Related Work & Insights¶
- OK-VQA → InfoSeek: Evolution from "external knowledge required" to "information retrieval-style QA," both constrained by template-based construction.
- REVEAL / Wiki-LLaVA / Re-ViLM: Representative works in multimodal RAG systems focusing on the retriever side, whereas this work targets generator adaptation.
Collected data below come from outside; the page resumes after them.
PR #447, opened 2024-01-19
Extract `invoke.onDone` and `invoke.onError`

Andarist:


new-packages/ts-project/src/state.ts
```diff
@@ -339,329 +322,323 @@ export function extractState(
...
-          if (!ts.isPropertyAssignment(prop)) {
-            ctx.errors.push({ type: 'state_property_unhandled' });
+        for (const transition of prop.initializer.properties) {
+          if (!ts.isPropertyAssignment(transition)) {
+            ctx.errors.push({ type: 'transition_property_unhandled' });
+            return;
+          }
+          const event = getPropertyKey(ctx, ts, transition);
+          if (!event) {
+            ctx.errors.push({ type: 'transition_property_unhandled' });
```
farskid, line 380: nit: maybe we wan use `forEachStaticPropery` here too.

farskid:
@Andarist onDone and onError actions are not extracted. Are they being added in a follow up?

farskid (approved):
Works great!

Andarist:
> @Andarist onDone and onError actions are not extracted. Are they being added in a follow up?

They are extracted from what I can see - I have just pushed out an extra test case to be extra sure.

new-packages/ts-project/src/state.ts
Andarist: done

PR #448, opened 2024-01-22
Transition meta

farskid:


new-packages/ts-project/src/state.ts
```diff
@@ -255,6 +256,30 @@ function extractEdgeGroup(
                 : undefined;
               return;
             }
+            case 'meta': {
+              if (ts.isObjectLiteralExpression(prop.initializer)) {
```
Andarist, line 260: That has to be handled in the same exact way as `state.meta` so all of this should get moved to a shared utility. TBH though - I have no idea what `transition.meta` is about. This information is quite hard to get at runtime in XState ;p

davidkpiano: It made more sense when we had `state.transitions`, although I understand why that was removed (to make state objects equal if the state hasn't changed). Still, it's useful for visualizing and inspecting the machine.

farskid: A shared utility makes sense.

PR #450, opened 2024-01-22
Extract delayed transitions

farskid:


new-packages/ts-project/__tests__/transitions.test.ts
```diff
@@ -3034,3 +3034,392 @@ test('should extract transition description (multi-line)', async () => {
...
+          "data": {
+            "context": {},
+          },
+          "edges": {
+            "edge-0": {
+              "data": {
+                "actions": [],
+                "description": undefined,
+                "eventTypeData": {
+                  "delay": "100",
```
Andarist, line 3073: I wonder - does Studio try to auto-detect if this is a number or a string?

new-packages/ts-project/__tests__/transitions.test.ts
```diff
@@ -3034,3 +3034,392 @@ test('should extract transition description (multi-line)', async () => {
...
+    'tsconfig.json': JSON.stringify({}),
+    'index.ts': ts`
+      import { createMachine } from "xstate";
+
+      createMachine({
+        initial: "foo",
+        states: {
+          foo: {
+            after: {
+              "named delay": "bar",
```
Andarist, line 3160: I'd replace this with:
```suggestion
              myDelay: "bar",
```

and add an extra test case with a property like the one u have here

new-packages/ts-project/__tests__/transitions.test.ts
farskid: It does but for formatting and displaying purposes. The delay that's stored in digraph definition is always a string.

new-packages/ts-project/__tests__/transitions.test.ts
farskid: I don't understand. Are you suggesting adding a third test for an identifier delay?

new-packages/ts-project/__tests__/transitions.test.ts
```diff
@@ -3838,3 +3838,504 @@ test('should raise error when transition.meta contains any value other than a pl
...
+            },
+          },
+          "root": "state-0",
+        },
+        [],
+      ],
+    ]
+  `);
+});
+test('should extract after transition (string delay)', async () => {
```
Andarist, line 4065:
```suggestion
test('should extract after transition (string with whitespace delay)', async () => {
```

Andarist (approved):

new-packages/ts-project/__tests__/transitions.test.ts
Andarist: ye, basically a test for the simplest test case (identifier, no whitespace) and a test for the more specific situation (string with whitespace)

new-packages/ts-project/__tests__/utils.ts
```diff
@@ -98,7 +98,7 @@ async function createTestProgram(
     );
   }
 
-  const host = ts.createCompilerHost(options);
+  const host = ts.createCompilerHost(options, true);
```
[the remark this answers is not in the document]
farskid: Let's revert it whenever later. Easy to do at any point.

- Shumailov et al. (2023): Training models on model-generated data may prompt model collapse, but this work mitigates the issue by mixing real and synthetic data.
- UniIR / UniMur: Unified methods for multimodal retrieval, which can complement the generator training in this work.
Rating¶
- Novelty: ⭐⭐⭐⭐ (The fully automated synthetic pipeline + single-step generation design is novel, though the core idea remains "using strong models to create data".)
- Experimental Thoroughness: ⭐⭐⭐⭐⭐ (Zero-shot/fine-tuning/ablation/RAG/human evaluation/automated evaluation, covering aspects very comprehensively.)
- Writing Quality: ⭐⭐⭐⭐ (Clear structure and well-organized experiments.)
- Value: ⭐⭐⭐⭐ (The publicly available dataset provides a practical impetus to the multimodal RAG community, though its reliance on GPT-4 restricts scalability.)